Segment Start: Data provided

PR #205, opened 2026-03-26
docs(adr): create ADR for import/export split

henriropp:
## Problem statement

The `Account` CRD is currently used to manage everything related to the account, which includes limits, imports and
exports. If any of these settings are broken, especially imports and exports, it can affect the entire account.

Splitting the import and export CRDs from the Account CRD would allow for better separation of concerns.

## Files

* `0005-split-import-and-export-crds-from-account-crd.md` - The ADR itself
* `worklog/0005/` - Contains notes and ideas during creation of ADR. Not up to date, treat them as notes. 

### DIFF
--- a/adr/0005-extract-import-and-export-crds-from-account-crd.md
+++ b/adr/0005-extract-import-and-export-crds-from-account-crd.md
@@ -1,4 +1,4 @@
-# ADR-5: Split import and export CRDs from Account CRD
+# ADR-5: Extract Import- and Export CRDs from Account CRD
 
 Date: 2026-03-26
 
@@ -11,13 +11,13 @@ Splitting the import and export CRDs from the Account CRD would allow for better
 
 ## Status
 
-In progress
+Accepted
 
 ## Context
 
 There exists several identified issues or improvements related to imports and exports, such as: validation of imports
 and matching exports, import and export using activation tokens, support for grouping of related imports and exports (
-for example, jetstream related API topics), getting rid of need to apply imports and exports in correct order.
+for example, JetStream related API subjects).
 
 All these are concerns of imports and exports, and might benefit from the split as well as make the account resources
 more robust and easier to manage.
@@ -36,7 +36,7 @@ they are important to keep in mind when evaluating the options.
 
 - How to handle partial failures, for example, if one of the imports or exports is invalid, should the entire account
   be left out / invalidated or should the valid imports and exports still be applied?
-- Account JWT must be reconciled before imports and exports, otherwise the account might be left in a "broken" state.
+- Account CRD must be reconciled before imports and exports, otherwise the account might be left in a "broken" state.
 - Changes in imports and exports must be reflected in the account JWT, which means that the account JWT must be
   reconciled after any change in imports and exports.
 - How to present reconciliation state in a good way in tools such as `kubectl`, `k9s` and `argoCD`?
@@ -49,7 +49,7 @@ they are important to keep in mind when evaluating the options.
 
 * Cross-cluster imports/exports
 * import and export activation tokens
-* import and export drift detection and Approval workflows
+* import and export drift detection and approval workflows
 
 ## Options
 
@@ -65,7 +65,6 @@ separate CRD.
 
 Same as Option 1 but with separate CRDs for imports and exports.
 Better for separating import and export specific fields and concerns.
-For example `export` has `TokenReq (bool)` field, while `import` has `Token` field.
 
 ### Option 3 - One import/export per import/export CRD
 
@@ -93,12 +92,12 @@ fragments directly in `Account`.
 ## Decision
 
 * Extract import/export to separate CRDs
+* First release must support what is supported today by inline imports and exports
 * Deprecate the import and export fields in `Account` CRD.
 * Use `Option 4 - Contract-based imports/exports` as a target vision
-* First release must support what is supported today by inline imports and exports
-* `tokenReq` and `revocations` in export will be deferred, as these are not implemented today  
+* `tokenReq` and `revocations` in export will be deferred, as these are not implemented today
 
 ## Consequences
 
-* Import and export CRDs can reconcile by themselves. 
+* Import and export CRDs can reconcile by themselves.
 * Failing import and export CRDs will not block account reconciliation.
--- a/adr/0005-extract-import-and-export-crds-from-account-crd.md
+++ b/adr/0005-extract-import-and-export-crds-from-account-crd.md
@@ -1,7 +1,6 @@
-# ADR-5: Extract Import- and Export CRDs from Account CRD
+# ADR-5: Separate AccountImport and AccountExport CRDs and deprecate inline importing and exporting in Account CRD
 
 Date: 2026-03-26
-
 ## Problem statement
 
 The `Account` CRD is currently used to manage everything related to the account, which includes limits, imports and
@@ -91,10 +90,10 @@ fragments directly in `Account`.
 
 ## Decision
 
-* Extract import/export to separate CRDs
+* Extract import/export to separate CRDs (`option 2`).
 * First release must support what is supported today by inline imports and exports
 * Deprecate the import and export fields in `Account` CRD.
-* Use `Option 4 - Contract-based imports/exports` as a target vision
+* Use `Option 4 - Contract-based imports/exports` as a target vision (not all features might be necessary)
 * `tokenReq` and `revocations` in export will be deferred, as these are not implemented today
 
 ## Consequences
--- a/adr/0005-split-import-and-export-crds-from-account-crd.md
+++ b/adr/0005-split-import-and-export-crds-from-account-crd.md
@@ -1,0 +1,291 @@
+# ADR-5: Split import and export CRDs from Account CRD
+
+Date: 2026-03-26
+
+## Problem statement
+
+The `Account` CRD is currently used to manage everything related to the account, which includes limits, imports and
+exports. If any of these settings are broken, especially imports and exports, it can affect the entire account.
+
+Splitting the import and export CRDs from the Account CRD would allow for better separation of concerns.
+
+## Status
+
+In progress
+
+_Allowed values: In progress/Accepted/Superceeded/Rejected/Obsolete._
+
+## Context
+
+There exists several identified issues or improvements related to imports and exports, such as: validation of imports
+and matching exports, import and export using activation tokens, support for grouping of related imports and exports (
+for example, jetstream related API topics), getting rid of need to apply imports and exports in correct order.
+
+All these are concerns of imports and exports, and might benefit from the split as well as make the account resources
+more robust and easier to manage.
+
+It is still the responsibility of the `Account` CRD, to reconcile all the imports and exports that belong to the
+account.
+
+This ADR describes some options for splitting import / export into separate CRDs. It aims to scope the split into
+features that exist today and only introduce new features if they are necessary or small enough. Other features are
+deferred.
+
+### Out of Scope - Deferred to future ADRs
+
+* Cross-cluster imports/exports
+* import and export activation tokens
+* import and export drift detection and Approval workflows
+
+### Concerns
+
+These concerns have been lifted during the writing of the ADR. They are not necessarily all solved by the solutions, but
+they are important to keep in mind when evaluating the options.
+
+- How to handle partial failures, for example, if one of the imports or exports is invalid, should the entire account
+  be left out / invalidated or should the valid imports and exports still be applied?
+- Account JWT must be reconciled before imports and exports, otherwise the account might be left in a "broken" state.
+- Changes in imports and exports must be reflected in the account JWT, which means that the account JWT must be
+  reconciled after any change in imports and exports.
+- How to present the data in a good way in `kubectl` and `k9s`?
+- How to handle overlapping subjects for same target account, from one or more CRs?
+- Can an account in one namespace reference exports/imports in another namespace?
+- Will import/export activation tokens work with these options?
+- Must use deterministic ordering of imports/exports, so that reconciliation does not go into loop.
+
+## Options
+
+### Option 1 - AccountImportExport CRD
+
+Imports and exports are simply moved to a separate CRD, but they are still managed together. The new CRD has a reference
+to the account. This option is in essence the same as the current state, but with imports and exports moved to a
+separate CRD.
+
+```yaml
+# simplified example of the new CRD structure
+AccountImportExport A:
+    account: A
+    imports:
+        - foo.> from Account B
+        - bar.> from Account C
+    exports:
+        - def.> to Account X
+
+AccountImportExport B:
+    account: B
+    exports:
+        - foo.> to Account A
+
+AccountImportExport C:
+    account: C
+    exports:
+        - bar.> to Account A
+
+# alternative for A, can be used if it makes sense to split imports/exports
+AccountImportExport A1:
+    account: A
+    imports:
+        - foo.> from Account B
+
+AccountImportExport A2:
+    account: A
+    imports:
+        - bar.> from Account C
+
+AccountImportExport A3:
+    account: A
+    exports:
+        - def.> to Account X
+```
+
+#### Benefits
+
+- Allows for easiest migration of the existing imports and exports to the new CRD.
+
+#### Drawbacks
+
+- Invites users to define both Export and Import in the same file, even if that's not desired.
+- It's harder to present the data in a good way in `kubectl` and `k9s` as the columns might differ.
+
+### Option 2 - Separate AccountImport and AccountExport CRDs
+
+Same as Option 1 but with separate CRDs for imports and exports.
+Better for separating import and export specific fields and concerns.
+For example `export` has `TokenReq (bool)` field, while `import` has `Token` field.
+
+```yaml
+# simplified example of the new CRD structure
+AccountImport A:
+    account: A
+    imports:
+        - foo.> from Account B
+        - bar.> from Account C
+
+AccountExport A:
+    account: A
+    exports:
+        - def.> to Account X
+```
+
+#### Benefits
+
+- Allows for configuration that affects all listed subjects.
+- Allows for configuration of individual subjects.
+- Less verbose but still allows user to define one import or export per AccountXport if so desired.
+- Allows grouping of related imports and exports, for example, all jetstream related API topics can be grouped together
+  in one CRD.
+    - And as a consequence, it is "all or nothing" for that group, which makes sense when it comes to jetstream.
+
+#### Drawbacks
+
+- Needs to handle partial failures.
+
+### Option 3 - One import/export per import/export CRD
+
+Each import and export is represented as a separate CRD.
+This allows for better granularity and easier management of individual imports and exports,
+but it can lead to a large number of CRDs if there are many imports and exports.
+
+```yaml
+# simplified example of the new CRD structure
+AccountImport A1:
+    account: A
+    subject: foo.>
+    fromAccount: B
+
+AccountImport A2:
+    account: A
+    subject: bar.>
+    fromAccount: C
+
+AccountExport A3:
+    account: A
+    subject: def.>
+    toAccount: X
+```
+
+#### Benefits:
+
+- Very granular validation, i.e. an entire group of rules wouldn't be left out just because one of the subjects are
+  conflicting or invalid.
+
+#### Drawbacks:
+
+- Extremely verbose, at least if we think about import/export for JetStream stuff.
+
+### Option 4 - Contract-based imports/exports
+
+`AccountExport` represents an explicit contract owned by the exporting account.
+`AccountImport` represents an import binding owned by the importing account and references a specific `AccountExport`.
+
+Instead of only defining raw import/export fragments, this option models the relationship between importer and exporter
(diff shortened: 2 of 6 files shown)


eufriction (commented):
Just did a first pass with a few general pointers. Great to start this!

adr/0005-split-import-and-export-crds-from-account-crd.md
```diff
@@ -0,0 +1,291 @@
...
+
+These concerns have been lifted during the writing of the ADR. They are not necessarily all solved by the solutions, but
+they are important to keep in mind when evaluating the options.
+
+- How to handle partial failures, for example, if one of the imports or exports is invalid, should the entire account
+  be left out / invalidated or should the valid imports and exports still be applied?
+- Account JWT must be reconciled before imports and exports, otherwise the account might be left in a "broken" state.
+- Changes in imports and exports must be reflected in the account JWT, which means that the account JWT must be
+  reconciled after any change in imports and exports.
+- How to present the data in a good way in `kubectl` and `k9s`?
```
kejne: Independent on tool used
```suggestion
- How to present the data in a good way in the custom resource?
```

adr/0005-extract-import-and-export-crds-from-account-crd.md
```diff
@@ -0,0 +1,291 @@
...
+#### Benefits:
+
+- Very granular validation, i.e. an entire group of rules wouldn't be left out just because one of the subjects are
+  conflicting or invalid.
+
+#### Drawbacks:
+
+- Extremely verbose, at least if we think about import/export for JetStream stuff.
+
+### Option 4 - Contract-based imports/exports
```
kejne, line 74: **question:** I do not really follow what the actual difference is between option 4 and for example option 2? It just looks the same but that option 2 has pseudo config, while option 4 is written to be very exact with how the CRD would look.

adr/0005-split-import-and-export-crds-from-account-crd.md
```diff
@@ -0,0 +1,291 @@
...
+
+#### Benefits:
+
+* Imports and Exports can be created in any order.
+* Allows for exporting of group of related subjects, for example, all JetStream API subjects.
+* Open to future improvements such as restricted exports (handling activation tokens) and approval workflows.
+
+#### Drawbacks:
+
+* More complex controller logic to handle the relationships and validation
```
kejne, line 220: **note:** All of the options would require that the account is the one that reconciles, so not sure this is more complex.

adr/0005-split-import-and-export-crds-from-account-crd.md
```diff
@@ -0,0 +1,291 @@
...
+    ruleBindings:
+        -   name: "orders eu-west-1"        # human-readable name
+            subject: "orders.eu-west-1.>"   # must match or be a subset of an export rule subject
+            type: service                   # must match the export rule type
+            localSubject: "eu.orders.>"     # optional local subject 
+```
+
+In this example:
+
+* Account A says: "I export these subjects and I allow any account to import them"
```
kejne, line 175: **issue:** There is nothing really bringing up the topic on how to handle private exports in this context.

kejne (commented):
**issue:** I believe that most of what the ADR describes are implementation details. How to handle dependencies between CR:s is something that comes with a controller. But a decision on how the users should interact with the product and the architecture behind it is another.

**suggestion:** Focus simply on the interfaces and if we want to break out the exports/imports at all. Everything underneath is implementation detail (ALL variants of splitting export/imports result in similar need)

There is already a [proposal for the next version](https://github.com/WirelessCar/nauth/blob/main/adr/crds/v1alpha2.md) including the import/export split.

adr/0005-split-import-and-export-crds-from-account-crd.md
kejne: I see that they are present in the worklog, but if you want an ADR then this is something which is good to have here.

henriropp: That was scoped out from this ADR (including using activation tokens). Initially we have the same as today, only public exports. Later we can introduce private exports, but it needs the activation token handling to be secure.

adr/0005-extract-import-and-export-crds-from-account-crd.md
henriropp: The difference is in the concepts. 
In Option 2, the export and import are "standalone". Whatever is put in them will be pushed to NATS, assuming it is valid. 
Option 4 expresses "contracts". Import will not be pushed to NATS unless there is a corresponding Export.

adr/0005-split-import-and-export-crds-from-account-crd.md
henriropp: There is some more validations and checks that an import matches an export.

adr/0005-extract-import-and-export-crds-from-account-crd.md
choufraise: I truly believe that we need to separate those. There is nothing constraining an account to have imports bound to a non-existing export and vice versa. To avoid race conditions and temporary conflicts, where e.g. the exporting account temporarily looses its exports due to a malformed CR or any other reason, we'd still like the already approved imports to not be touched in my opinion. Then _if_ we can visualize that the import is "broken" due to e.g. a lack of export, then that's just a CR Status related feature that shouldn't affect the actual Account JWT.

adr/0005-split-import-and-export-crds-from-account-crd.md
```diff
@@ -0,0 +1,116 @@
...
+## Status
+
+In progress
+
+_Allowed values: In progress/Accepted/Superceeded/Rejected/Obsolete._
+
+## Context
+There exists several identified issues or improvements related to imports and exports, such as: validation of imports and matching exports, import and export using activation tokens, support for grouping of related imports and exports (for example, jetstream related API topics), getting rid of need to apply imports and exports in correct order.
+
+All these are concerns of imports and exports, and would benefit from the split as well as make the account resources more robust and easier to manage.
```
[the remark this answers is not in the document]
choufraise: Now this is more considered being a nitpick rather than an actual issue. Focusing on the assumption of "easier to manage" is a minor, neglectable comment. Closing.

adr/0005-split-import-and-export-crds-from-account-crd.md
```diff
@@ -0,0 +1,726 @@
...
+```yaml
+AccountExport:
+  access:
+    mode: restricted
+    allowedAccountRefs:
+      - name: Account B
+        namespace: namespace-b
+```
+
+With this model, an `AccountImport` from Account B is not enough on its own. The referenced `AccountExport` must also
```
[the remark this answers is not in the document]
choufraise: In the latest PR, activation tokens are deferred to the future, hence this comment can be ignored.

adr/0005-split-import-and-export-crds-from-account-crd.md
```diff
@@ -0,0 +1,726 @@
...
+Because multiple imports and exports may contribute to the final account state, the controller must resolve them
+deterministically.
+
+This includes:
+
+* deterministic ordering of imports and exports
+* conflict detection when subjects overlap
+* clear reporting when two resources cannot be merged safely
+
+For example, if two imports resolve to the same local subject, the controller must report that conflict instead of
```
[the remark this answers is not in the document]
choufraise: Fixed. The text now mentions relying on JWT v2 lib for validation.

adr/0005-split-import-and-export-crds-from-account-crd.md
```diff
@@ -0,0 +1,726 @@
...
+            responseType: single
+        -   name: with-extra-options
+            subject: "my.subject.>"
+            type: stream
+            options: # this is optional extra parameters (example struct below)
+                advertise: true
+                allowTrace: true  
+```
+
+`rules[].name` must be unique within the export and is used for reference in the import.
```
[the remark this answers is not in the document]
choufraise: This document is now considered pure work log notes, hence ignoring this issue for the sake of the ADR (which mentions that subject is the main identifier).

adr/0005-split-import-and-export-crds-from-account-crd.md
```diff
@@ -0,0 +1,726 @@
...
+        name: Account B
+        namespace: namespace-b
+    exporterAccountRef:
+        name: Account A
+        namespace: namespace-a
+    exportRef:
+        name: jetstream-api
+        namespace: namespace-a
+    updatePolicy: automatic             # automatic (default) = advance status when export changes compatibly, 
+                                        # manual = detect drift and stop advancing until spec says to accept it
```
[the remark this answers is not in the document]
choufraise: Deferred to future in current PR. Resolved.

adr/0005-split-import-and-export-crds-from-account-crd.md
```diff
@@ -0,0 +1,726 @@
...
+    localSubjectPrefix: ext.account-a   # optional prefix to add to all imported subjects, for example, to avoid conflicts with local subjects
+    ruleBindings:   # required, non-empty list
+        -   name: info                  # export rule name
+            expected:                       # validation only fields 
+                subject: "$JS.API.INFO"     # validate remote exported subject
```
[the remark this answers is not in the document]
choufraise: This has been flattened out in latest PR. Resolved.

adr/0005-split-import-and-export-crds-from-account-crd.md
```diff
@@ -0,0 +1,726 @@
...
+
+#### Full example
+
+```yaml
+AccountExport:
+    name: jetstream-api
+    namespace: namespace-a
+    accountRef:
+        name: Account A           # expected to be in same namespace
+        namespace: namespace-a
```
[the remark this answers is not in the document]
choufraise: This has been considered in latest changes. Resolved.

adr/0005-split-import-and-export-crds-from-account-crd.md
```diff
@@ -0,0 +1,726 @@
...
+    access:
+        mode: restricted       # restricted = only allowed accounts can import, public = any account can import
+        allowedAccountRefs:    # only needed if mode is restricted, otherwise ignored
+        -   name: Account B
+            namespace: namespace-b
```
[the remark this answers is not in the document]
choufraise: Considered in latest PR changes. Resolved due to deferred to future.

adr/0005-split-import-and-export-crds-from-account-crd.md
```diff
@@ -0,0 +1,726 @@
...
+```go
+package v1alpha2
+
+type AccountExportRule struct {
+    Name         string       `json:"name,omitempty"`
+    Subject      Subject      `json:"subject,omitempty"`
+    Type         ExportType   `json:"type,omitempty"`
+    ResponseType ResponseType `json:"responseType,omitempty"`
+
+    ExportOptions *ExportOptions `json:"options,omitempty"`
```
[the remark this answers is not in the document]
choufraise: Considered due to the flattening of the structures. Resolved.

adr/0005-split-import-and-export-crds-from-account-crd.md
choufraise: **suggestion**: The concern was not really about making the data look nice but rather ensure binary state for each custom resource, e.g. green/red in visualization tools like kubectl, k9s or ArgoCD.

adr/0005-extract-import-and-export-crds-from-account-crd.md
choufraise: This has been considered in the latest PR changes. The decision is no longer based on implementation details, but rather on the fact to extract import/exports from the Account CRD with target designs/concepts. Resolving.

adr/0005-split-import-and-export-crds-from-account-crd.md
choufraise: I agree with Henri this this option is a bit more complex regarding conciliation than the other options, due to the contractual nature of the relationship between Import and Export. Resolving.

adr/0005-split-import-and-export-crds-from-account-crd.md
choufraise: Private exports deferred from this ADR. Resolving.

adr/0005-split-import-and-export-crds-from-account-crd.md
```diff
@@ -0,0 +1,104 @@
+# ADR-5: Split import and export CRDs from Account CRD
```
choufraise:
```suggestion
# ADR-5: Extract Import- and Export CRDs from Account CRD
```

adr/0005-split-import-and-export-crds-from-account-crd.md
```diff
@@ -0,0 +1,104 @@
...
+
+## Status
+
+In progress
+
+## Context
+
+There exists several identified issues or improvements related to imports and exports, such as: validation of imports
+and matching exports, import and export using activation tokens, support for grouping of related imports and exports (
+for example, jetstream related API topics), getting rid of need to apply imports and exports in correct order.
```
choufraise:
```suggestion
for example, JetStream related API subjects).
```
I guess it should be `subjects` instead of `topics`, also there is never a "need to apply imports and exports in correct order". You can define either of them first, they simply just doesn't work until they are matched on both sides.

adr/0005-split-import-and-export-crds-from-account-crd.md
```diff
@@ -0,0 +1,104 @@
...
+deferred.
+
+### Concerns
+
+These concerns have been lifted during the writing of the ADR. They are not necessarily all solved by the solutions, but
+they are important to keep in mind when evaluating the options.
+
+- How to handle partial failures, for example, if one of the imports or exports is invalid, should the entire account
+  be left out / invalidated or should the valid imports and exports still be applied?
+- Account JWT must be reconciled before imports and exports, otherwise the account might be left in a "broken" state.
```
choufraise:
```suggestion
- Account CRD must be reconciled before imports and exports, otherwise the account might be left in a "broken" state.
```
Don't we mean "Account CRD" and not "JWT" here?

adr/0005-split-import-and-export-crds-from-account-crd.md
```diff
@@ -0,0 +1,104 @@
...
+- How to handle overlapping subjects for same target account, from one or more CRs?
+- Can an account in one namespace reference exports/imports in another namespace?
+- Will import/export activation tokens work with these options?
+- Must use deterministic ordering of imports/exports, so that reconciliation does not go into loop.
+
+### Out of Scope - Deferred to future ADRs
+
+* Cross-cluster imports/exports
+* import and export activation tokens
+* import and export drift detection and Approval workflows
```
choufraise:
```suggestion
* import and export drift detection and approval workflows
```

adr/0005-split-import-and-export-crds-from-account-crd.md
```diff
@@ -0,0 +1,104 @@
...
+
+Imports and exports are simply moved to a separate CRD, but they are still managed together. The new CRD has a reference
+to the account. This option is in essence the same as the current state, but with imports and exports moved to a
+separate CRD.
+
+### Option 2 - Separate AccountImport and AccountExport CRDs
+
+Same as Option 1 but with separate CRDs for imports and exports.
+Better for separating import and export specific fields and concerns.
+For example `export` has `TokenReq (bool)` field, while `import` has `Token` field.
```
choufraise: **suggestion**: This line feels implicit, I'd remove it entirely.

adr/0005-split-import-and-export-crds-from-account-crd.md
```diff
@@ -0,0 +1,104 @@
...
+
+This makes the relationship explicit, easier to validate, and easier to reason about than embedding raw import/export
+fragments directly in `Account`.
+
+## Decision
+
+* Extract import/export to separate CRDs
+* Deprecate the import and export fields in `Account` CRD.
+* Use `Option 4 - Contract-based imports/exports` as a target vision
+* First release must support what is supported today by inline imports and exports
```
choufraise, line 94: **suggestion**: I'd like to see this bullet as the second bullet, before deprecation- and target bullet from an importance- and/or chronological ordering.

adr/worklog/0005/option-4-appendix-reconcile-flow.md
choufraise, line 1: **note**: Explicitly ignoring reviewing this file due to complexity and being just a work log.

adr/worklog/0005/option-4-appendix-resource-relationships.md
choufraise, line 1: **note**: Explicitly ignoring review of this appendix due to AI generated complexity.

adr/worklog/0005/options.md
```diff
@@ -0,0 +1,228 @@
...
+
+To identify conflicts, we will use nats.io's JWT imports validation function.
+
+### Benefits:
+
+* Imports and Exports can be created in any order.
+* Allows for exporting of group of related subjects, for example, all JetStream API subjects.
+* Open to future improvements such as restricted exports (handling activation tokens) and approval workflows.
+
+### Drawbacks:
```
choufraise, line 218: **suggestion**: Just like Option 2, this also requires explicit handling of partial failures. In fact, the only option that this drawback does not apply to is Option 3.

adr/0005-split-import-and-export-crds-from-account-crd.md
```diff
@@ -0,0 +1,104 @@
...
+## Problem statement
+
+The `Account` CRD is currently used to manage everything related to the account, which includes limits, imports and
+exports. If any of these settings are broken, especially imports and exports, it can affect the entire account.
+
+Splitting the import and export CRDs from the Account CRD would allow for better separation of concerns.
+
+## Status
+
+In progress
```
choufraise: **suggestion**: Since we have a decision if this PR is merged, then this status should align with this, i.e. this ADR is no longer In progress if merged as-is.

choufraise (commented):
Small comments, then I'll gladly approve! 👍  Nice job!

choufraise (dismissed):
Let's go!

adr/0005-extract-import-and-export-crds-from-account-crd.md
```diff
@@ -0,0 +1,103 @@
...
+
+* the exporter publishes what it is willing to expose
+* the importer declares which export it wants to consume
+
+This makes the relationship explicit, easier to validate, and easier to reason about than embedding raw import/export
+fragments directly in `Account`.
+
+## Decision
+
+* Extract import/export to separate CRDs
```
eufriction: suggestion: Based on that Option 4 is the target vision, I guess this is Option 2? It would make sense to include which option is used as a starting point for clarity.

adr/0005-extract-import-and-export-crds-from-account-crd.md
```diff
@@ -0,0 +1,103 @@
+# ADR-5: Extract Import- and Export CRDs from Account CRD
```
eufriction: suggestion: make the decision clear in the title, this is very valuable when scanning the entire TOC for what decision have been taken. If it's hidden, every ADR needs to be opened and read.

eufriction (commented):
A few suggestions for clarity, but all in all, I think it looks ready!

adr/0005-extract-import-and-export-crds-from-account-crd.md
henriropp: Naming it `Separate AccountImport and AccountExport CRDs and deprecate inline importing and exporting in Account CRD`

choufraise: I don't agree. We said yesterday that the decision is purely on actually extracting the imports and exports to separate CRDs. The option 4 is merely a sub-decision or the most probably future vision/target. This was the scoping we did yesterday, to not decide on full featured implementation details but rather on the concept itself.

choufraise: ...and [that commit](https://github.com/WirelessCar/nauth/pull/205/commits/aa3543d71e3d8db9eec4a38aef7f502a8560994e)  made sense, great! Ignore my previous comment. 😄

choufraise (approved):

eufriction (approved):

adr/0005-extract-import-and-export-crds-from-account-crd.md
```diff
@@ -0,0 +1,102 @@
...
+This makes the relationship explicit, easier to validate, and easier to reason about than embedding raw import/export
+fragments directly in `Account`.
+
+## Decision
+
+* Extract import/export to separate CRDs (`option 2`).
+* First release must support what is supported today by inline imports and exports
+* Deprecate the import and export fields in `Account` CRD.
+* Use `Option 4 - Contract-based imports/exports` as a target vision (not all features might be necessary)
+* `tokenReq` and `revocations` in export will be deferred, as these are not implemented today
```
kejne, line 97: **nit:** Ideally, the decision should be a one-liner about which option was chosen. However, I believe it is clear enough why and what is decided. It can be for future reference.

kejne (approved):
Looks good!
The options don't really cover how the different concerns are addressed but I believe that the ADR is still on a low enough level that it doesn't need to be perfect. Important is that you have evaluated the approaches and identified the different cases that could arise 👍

Segment End: Data provided

Task statement: Count the lines in the material containing the string "Explicitly", and state the number with nothing added.

Worked solution: 2